(Stored entries)
PR #93, opened 2020-10-16
US119012: start moving card logic out of Data class

johngwilkinson:
This
1. Deletes some leftover stuff from the POC, which includes using card filters directly instead of wrapping in the no-op CardFilter class. This change is backward-compatible with the existing card and filter logic.
2. Moves final grade stats and filtering logic out of `Data` and into `current-final-grade.js`. I'm proposing this as a better pattern for all our cards (and maybe the user table), and plan to refactor the others in follow-up PRs.

Quality Notes
* functional (regression, local e2e)
  * select a final grade bar (filter is applied); remove filter by name
  * select final grade bar; remove filter via "clear all"
  * select both a final grade bar and a last access bar; remove one or both filters
* perf: n/a
* devops: n/a
* security: n/a
* ux/docs: n/a


bemailloux (approved):

bemailloux:
I feel like each component file is a bit cluttered now. But that's way better than having a massive data.js file.

johngwilkinson:
> I feel like each component file is a bit cluttered now. But that's way better than having a massive data.js file.

Yeah, the component files could be moved into their own directories and split up a bit.

NicholasHallman:
> I feel like each component file is a bit cluttered now. But that's way better than having a massive data.js file.

I agree, maybe we need something like a "services" layer that does the filtering and data transformation for the cards so we go from

lms -> data -> data transformer -> visualization card ?

then the data transformer can work like a hook where the binning, filtering etc can be isolated from rendering

I think this pr is a good way to clean up the data module and a better pattern to follow.

NicholasHallman (approved):

PR #94, opened 2020-10-16
prevent massive amounts of recalculation

johngwilkinson:
Yikes! Console logging in this getter shows that without the `computed` decoration, it's unsurprisingly getting called many many times per render (it gets called by the filter method for the corresponding card, so once per row, calculate the average of all the rows... so n^2).

FYI @bemailloux @MykolaGalian @NicholasHallman @Vitalii-Misechko

### DIFF
--- a/model/data.js
+++ b/model/data.js
@@ -325,6 +325,7 @@ decorate(Data, {
 	usersCountsWithOverdueAssignments: computed,
 	courseLastAccessDates: computed,
 	tiCVsGrades: computed,
+	tiCVsGradesAvgValues: computed,
 	cardFilters: observable,
 	isLoading: observable,
 	tiCVsGradesQuadrant: observable,


anhill-D2L (approved):

rohitvinnakota (approved):

model/data.js
```diff
@@ -325,6 +325,7 @@ decorate(Data, {
 	usersCountsWithOverdueAssignments: computed,
 	courseLastAccessDates: computed,
 	tiCVsGrades: computed,
+	tiCVsGradesAvgValues: computed,
```
Vitalii-Misechko, line 328: `computed` adds a cache layer and lazy calculations layer to prevent `n^2` iteration, right?

johngwilkinson: Correct.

TRY IT: Find every line in the records that contains the word "follow"; copy those lines.

RESPONSE BOX:
2. Moves final grade stats and filtering logic out of `Data` and into `current-final-grade.js`. I'm proposing this as a better pattern for all our cards (and maybe the user table), and plan to refactor the others in follow-up PRs.
I think this pr is a good way to clean up the data module and a better pattern to follow.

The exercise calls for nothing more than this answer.